Cloud — Orchestrator
- Command (headless):
python main.py --saf-orchestrator --saf-inbox instance/saf/inbox- With Web UI:
python main.py --ux --saf-orchestrator --saf-inbox instance/saf/inbox- Navigate to
/monitoring/saf-orchestrator - Behavior:
- Reads top-level files in the inbox (ignores subfolders), validates JSON, sorts globally by
value_ts, and performs idempotent upserts. - Moves processed files to
inbox/processed/. Invalid files go toinbox/quarantine/. - Processed retention: the orchestrator enforces a size limit on
inbox/processed/(default 500MB). At 90% it logs a warning; at 100% it deletes the oldest files.
Record Format (NDJSON)
Each line is a JSON object with minimal fields:
{
"source_id": "edge-01",
"source_seq": 123,
"created_at": "2025-10-17T10:00:00Z",
"datasource": "rest-api",
"stream_id": "stream-1",
"stream_name": "S1",
"value": { ... },
"value_ts": "2025-10-17T10:00:00Z",
"status": "online",
"event_type": "scan_success"
}
source_seqis assigned at the edge per record; cloud uses it for idempotency.value_tsdrives chronological ordering across files.
Tips & Troubleshooting
- Avoid running multiple Monitoring processes on the same edge directory (to prevent duplicate work).

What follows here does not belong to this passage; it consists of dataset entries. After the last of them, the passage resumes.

PR #4089, opened 2022-05-25
chore: update exchange schema

fladson:
follow up work from https://github.com/artsy/exchange/pull/1171 and https://github.com/artsy/exchange/pull/1182


erikdstock:
> Input field 'bankAccountId' was removed from input object type 'CommerceSetPaymentInput'

Why remove `bankAccountId`?

fladson:
> > Input field 'bankAccountId' was removed from input object type 'CommerceSetPaymentInput'
> 
> Why remove `bankAccountId`?

Please ignore this PR for now, we should merge this one instead https://github.com/artsy/metaphysics/pull/4098/files until the deprecation is addressed.

kiryl-zubarau (dismissed):

src/schema/v1/ecommerce/types/enums/payment_method_enum.ts
```diff
@@ -0,0 +1,27 @@
+import { GraphQLEnumType } from "graphql"
+
+export const PaymentMethodEnum = new GraphQLEnumType({
```
kiryl-zubarau, line 3: Are we really need this enum?

fladson: Do you know another way to define it? I followed the project convention for enums.

starsirius: When Exchange schema is merged into Metaphysics, we [rename and prefix](https://github.com/artsy/metaphysics/blob/ca3ca865c173d956c551a60db9d70d371c75cd9e/src/lib/stitching/exchange/schema.ts#L27-L29) the types with `Commerce...`. So the Exchange payment method enum is [already in MP](https://github.com/artsy/metaphysics/blob/ca3ca865c173d956c551a60db9d70d371c75cd9e/_schemaV2.graphql#L4710-L4725) (for free!) as `CommercePaymentMethodEnum` and that's what we'll use for MP. So I think this addition is not needed.

fladson: good to know, but what about v1? I think that is needed for v1

starsirius: We want to deprecate v1 and I believe we have migrated all BNMO related code to use v2. So I think we can ignore updating v1 schema here (which can be useful speeding up the deprecation). If I'm wrong, we'll find out! 😛

fladson: Do you mean omitting `_schema` changes?

src/schema/v1/ecommerce/set_order_payment_mutation.ts
```diff
@@ -47,7 +47,8 @@ export const SetOrderPaymentMutation = mutationWithClientMutationId<
       mutation setOrderPayment($orderId: ID!, $creditCardId: String!) {
         ecommerceSetPayment(input: {
           id: $orderId,
-          creditCardId: $creditCardId,
+          paymentMethod: CREDIT_CARD,
+          paymentMethodId: $creditCardId,
```
starsirius, line 51: Updating the implementation of v1 so the tests pass with this breaking change. This is a good reminder that we should see where we are at with deprecating/retiring v1.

- If you see repeated ingest logs, ensure files are moving to
processed/and the inbox contains only fresh.ndjson(.gz)files at top level. - If
Recent Filesis empty after changing inbox, it will display the latest fromprocessed/as a fallback once available. - For large backlogs, increase
--saf-max-lines/bytes/ageand consider a larger storage limit. - If streams are missing in the cloud DB, create
MonitoredStreamentries (future option: auto-create placeholders).
Safety Notes
- Compression on, no encryption in Phase 1.
- Storage policy (edge transfer / cloud processed): warn at 90%; at 100% delete oldest files to keep the system running.
- Idempotency: re-ingesting the same files updates existing records; no duplicates.